Data extracts =
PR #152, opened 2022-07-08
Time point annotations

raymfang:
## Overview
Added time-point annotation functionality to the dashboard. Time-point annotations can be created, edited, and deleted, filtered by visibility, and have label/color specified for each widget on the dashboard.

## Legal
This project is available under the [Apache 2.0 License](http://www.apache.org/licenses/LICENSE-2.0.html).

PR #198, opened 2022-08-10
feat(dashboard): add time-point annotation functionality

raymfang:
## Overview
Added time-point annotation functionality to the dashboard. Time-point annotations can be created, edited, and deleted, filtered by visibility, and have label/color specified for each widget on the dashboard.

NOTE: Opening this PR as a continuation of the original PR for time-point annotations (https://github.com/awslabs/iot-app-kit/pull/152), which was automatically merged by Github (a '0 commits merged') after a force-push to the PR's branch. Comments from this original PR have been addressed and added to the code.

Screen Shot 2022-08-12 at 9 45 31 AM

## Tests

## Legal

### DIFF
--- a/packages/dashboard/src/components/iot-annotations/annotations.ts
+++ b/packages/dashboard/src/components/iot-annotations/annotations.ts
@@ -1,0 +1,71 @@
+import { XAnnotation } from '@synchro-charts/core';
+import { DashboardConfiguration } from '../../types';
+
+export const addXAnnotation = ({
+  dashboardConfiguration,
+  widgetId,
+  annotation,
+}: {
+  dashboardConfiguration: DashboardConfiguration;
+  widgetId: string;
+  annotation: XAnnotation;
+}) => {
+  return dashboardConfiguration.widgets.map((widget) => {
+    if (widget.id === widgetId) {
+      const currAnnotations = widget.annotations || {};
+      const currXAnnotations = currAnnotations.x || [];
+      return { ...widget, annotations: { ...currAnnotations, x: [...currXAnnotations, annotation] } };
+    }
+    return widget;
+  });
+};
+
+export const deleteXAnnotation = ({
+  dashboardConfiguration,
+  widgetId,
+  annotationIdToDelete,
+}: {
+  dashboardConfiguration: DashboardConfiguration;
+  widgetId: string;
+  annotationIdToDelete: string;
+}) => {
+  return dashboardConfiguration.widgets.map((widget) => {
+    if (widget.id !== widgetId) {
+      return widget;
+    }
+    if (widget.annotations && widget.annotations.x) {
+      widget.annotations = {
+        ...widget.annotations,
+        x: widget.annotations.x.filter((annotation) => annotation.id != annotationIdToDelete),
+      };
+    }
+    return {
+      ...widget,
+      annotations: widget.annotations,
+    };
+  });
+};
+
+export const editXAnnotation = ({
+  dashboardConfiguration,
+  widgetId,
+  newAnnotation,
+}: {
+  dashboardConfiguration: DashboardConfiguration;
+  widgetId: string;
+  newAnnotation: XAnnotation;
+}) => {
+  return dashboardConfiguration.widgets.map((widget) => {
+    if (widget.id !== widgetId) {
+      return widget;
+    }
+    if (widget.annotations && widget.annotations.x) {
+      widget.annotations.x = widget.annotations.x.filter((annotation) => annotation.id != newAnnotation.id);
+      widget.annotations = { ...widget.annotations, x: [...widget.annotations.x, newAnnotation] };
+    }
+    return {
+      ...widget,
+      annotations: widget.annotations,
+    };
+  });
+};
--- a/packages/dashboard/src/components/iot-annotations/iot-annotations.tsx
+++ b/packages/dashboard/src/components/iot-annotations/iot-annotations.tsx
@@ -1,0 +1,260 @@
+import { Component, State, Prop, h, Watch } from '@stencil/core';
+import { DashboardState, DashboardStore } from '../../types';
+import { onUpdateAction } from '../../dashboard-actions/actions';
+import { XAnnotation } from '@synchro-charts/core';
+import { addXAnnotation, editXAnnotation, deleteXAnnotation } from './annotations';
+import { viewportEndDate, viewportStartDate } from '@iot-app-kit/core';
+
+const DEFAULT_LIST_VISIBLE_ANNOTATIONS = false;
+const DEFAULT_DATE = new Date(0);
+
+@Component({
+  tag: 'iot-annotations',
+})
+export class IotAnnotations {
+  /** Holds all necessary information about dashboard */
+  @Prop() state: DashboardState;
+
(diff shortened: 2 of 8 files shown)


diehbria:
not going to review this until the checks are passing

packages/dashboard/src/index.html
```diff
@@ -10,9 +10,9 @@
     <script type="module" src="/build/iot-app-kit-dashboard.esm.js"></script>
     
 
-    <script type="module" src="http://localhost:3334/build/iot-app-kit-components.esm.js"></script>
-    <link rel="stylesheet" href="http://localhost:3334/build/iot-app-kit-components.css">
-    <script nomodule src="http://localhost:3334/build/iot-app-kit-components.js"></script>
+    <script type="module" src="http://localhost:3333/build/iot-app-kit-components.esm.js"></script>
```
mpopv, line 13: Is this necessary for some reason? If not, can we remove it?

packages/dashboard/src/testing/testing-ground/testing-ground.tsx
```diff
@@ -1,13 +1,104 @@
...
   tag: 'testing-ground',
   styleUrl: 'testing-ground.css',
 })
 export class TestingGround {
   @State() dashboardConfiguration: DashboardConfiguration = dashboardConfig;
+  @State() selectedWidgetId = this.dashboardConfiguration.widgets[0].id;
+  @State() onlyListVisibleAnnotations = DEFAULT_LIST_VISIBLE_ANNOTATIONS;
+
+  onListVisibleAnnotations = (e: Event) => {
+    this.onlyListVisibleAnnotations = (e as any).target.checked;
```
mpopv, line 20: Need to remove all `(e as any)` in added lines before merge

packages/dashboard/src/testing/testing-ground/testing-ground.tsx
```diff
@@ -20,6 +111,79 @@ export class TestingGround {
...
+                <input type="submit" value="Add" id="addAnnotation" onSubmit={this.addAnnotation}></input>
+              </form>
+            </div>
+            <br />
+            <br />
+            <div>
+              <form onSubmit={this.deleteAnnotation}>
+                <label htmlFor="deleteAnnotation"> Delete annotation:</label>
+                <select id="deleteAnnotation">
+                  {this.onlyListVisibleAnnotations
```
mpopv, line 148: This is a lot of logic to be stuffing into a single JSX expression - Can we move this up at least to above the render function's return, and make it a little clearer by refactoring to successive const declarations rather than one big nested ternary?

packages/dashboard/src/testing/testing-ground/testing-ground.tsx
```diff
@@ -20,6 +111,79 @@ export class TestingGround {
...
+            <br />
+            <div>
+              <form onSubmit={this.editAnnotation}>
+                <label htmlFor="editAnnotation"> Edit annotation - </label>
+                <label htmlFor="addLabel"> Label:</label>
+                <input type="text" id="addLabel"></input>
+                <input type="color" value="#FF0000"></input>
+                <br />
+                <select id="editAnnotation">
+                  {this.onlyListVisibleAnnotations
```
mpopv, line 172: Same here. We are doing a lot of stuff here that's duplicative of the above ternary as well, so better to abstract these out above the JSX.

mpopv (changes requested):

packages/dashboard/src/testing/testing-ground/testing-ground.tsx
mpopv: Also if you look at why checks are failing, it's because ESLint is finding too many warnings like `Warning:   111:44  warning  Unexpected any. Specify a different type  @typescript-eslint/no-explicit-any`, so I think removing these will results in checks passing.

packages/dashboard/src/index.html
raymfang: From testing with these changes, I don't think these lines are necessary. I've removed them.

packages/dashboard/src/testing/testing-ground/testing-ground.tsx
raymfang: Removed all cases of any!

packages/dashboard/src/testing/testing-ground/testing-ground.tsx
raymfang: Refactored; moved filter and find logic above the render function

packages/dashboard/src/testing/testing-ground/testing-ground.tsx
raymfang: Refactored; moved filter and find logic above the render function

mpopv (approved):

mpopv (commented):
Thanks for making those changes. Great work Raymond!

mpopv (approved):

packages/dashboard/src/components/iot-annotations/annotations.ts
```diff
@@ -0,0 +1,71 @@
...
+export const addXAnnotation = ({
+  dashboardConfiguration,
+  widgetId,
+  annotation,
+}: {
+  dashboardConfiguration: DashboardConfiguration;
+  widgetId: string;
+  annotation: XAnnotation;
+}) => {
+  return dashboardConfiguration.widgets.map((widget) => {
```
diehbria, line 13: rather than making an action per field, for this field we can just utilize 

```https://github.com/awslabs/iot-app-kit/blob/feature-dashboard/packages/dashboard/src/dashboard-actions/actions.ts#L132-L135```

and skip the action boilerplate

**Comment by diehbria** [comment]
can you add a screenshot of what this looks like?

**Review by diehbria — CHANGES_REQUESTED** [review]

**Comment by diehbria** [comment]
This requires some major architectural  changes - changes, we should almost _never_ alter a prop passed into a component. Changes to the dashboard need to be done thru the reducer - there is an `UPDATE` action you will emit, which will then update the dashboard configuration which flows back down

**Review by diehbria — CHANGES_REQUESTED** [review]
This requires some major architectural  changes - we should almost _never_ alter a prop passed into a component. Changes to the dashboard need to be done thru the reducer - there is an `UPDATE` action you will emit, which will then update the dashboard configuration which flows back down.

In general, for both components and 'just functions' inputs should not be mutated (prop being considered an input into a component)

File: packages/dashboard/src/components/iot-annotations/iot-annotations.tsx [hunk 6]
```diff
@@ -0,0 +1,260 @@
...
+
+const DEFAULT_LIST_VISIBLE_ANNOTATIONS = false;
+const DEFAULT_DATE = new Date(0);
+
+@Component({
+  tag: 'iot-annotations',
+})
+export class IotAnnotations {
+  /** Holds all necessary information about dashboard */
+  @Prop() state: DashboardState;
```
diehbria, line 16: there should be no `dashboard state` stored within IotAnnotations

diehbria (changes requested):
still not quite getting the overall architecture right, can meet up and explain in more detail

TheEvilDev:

Exercise details =
Restate word for word the lines from the one holding "In general, for" to the end of the listing, both ends included, and nothing more.

Response below =
In general, for both components and 'just functions' inputs should not be mutated (prop being considered an input into a component)

File: packages/dashboard/src/components/iot-annotations/iot-annotations.tsx [hunk 6]
```diff
@@ -0,0 +1,260 @@
...
+
+const DEFAULT_LIST_VISIBLE_ANNOTATIONS = false;
+const DEFAULT_DATE = new Date(0);
+
+@Component({
+  tag: 'iot-annotations',
+})
+export class IotAnnotations {
+  /** Holds all necessary information about dashboard */
+  @Prop() state: DashboardState;
```
diehbria, line 16: there should be no `dashboard state` stored within IotAnnotations

diehbria (changes requested):
still not quite getting the overall architecture right, can meet up and explain in more detail

TheEvilDev:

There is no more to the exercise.